# Применение БАДов при лечении межпозвоночной грыжи



## Natali-001 (18 Окт 2011)

Доброго времени суток всем! Как вы относитесь к БАДам при лечении межпозвоночной грыжи? Насколько они эффективны?


----------



## Игорь Зинчук (18 Окт 2011)

Natali-001 написал(а):


> Насколько они эффективны?



для того кто продает, или кто употребляет?


----------



## Natali-001 (18 Окт 2011)

Для тех кто их употребляет


----------



## Игорь Зинчук (18 Окт 2011)

Как минеральная вода, ни пользы ни вреда. Хотя с последним утверждением нет  уверенности.


----------



## Natali-001 (19 Окт 2011)

А как быть с биологически активными комплексами, в составе которых содержаться такие активные компоненты, как хондроитин и глюкозамин? Насколько такие БАДы эффективны?


----------



## Игорь Зинчук (19 Окт 2011)

Natali-001 написал(а):


> А как быть с биологически активными комплексами, в составе которых содержаться такие активные компоненты, как хондроитин и глюкозамин? Насколько такие БАДы эффективны?

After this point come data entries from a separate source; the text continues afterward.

PR #3621, opened 2018-11-30
Fix locks in crossbar for binaries

maaktweluit:
The binary version of golem was no longer working after: #3540

This was caused by the locking code called twice, `start()` is called twice when golem runs as binary.

This patch moves the locking to the ( non crossbar ) version of `start()` only.

### DIFF
--- a/golemapp.py
+++ b/golemapp.py
@@ -4,9 +4,7 @@ import os
 import platform
 import sys
 import logging
-from functools import wraps
 from multiprocessing import freeze_support
-from typing import Callable
 
 import click
 import humanize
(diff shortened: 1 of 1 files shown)


golemapp.py
```diff
@@ -184,59 +142,73 @@ def start(monitor, concent, datadir, node_address, rpc_address, peer, mainnet,
...
-
-    if accept_concent_terms:
-        node.accept_concent_terms()
-
-    if accept_all_terms:
-        node.accept_terms()
-        node.accept_concent_terms()
-
-    node.start()
+    from golem.core.simpleenv import get_local_datadir
```
kmazurek: This is already imported at the top level, no need to re-import locally.

golemapp.py
```diff
@@ -46,46 +46,6 @@ def monkey_patched_getLogger(*args, **kwargs):
...
 
 
-def set_active_environment(
-        mainnet: bool,
-        net: str,
-        concent: str,
-        datadir: str,
-        **kwargs
-) -> str:
-    set_environment('mainnet' if mainnet else net, concent)
```
kmazurek, line 56: This needs to be called from `start` before getting the full datadir path.

mfranciszkiewicz, line 56: This line is missing

golemapp.py
maaktweluit: good one! fixed

golemapp.py
maaktweluit: good one! fixed

maaktweluit: good one! fixed

mfranciszkiewicz (approved):

kmazurek (approved):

Отвечу, если и вы мне ответите на два вопроса:
1. какова молекулярная масса глюкозамингликана?
2. каков размер молекулы вещества, способного проникать через гликокаликс?
ответив на этих два простых вопроса, вы все поймете. Я лишь замечу, что те, кто производит "хондропротекторы" физиологию пищеварения знают не хуже меня и именно этот момент возмущает и показывает всю беспринципность современного фарм. бизнеса.


----------



## Владимир Воротынцев (19 Окт 2011)

Никакие БАДы не помогут людям с грыжами межпозвонковых дисков, но обогатят производителей и продавцов их.


----------



## Natali-001 (19 Окт 2011)

Уважаемые доктора, спасибо Вам за ответы!


----------



## gudkov (19 Окт 2011)

Игорь Зинчук написал(а):


> 1. какова молекулярная масса глюкозамингликана?
> 2. каков размер молекулы вещества, способного проникать через гликокаликс?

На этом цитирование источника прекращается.